Actually, the Koenigsegg's engine is just their copy of the Ford modular V-8, and only a 4.7 liter version of it! In the CCXR, the same engine runs on E-100 or e-85 bio-fuel, and has 1064 horsepower! With only 4.7 liters of engine..
Thats kinda one of the secret reasons I like the Koenisegg CCR and the newer CCX, is because the CCR actually ran on a Ford modular v-8 of 4.6 -4.7 liters that was modified and supercharged, but now they have designed their own engine, but its still based on the Ford Modular V-8, which is a 4 valve, overhead cam engine and will probably outlast the engine in the Veyron, and be a whole heck of a lot cheaper to maintain!

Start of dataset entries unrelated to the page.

PR #2613, opened 2025-05-21
feat: Handle MCP server notification messages

jamadeo:
This adds handling for server-initiated notification messages. Currently it supports logs and progress messages. This involved a decent amount of work up and down the MCP service stack, so it's a hefty change. Notifications means the services need to support listening for more messages besides a single request response.

The change also adds a tiny bit of refactoring to support it:
- moves request/response matching into the service layer out of the transport layer
- simplifies client construction a bit, using the tower service object as an implementation within the client (if need be, we can still expose the whole middleware bit, but right now we're just using it to add timeouts)

https://github.com/user-attachments/assets/212eafd9-c005-4ec3-aab8-6fa49f92186d

https://github.com/user-attachments/assets/bc91e29a-dd83-4c2c-b33f-4ca2c0e1d0b7

### DIFF
--- a/.github/workflows/build-cli.yml
+++ b/.github/workflows/build-cli.yml
@@ -64,6 +64,12 @@ jobs:
           RUST_BACKTRACE: 1
           CROSS_VERBOSE: 1
         run: |
+          # Install protoc if on macOS
+          if [ "${{ matrix.os }}" = "macos-latest" ]; then
+            brew install protobuf
+            export PROTOC=$(which protoc)
+          fi
+
           export TARGET="${{ matrix.architecture }}-${{ matrix.target-suffix }}"
           rustup target add "${TARGET}"
           echo "Building for target: ${TARGET}"
@@ -72,7 +78,7 @@ jobs:
           echo "Cross version:"
           cross --version
 
-          # 'cross' is used to cross-compile for different architectures (see Cross.toml)
+          echo "Building with explicit PROTOC path..."
           cross build --release --target ${TARGET} -p goose-cli -vv
 
           # tar the goose binary as goose-<TARGET>.tar.bz2
--- a/Cross.toml
+++ b/Cross.toml
@@ -1,4 +1,11 @@
 # Configuration for cross-compiling using cross
+[build.env]
+passthrough = [
+    "PROTOC",
+    "RUST_LOG",
+    "RUST_BACKTRACE"
+]
+
 [target.aarch64-unknown-linux-gnu]
 xargo = false
 pre-build = [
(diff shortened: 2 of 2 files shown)


michaelneale:
nice ...

image


image


so this does subjectively give nice feedback. Need to think a bit on the design how to present it. I think both in GUI and CLI it should be some sort of spinner like activity - which just shows the message (subtle) which changes as new one comes in (instead of printing out). That would feel like a lot more fine grained progress, but the bones of it are here! really cool!

jamadeo:
@michaelneale I like it. Here's what it looks like as a spinner:


https://github.com/user-attachments/assets/bc91e29a-dd83-4c2c-b33f-4ca2c0e1d0b7

still very informative of progress without taking more than a line of screen real estate

jamadeo:
Here's the example MCP server that emits log and progress messages:

```
import asyncio
from fastmcp import FastMCP, Context

mcp = FastMCP("Demo 🚀")


@mcp.tool()
async def count(ctx: Context) -> int:
    """Counts and streams results"""
    await ctx.info("Counting...")

    until = 10
    for i in range(1, until + 1):
        await ctx.report_progress(i, until)
        await asyncio.sleep(0.5)

    await ctx.info("Finished counting")
    return until


if __name__ == "__main__":
    mcp.run()
```

michaelneale:
.bundle

crates/goose-mcp/src/developer/mod.rs
```diff
@@ -488,27 +496,92 @@ impl DeveloperRouter {
...
+            .wait()
             .await
             .map_err(|e| ToolError::ExecutionError(e.to_string()))?;
 
-        let stdout_str = String::from_utf8_lossy(&output.stdout);
-        let output_str = stdout_str;
+        let output_str = output_task
+            .await
+            .map_err(|e| ToolError::ExecutionError(e.to_string()))?
+            .map_err(|e| ToolError::ExecutionError(e.to_string()))?;
```
baxen: nit: repeated map?

crates/mcp-client/src/client.rs
```diff
@@ -97,34 +102,65 @@ pub trait McpClientTrait: Send + Sync {
...
-pub struct McpClient<S>
+pub struct McpClient<T>
 where
-    S: Service<JsonRpcMessage, Response = JsonRpcMessage> + Clone + Send + Sync + 'static,
-    S::Error: Into<Error>,
-    S::Future: Send,
+    T: TransportHandle + Send + Sync + 'static,
 {
-    service: Mutex<S>,
+    service: Mutex<tower::timeout::Timeout<McpService<T>>>,
```
baxen, line 114: it's less important that we hardcode for now because we have `rmcp` to migrate to anyways, but why do we need to force the timeout wrapped service?

baxen (approved):
This is a great feature! 

We should make sure we test thoroughly with existing mcps and SSE version (i don't see any examples with SSE here) because so much surface area is updated. We'll likely need to update post switching to `rmcp` so i'm less concerned with backwards compatibility in the mcp crates here as long as integration tests are passing

crates/mcp-client/src/client.rs
jamadeo: Now that McpClient is built with a Transport instead of a Service, the service itself is really just an implementation detail for the McpClient. In fact we're really only using the tower::Service in order to use the timeout wrapper.

It could be made generic here again but makes things decently more complicated and since it isn't part of the public API it feels less useful to do so

jamadeo:
thanks @baxen for review! I created an integration test that covers the new functionality over both SSE and STDIO: https://github.com/block/goose/blob/b896dee383268021b9bd4bce2897035a2f72afc7/crates/mcp-client/examples/integration_test.rs

Also did a bunch of manual testing with some of the bundled MCPs: google drive, memory, developer of course. Everything LGTM.

GitMurf:
@jamadeo / @michaelneale please see this gh issue I just opened: https://github.com/block/goose/issues/2767

This PR "broke" developer extension shell tool calls in goose cli. It seems it is not properly waiting for the tool output to complete (e.g., shell command output for an ls command) before responding to the LLM. The details are in the gh issue. Let me know if you have any questions over there.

I have a copy of Hot Rod or car Craft from last year, and they did an article where they decided to see how tough the newer generation of GM/Chevy small block V-8's are, so they got a STOCK, USED 4.8 liter Chevy LS series V-8, and all they did to modify it was to add 2 turbochargers a new intake system for the turbos and cam, but they left the engine structurally bone stock with the stock pistons, rings, bearing, etc, even though it was used, and came out of a truck, from a salvage yard, and they hooked it up to a dyno and gradually added more boost from the turbos, til they got it up to OVER 1,200 horsepower! They ran 60 dyno pulls, most over 1,000 horsepower on a stock block 4.8 liter V-8, and the idea was to see how far they could push it til it blew it up. Well, lets just say they ran out of dyno time before they ever got to that point, so it was still running great after 60 runs, most over 1,000 HP....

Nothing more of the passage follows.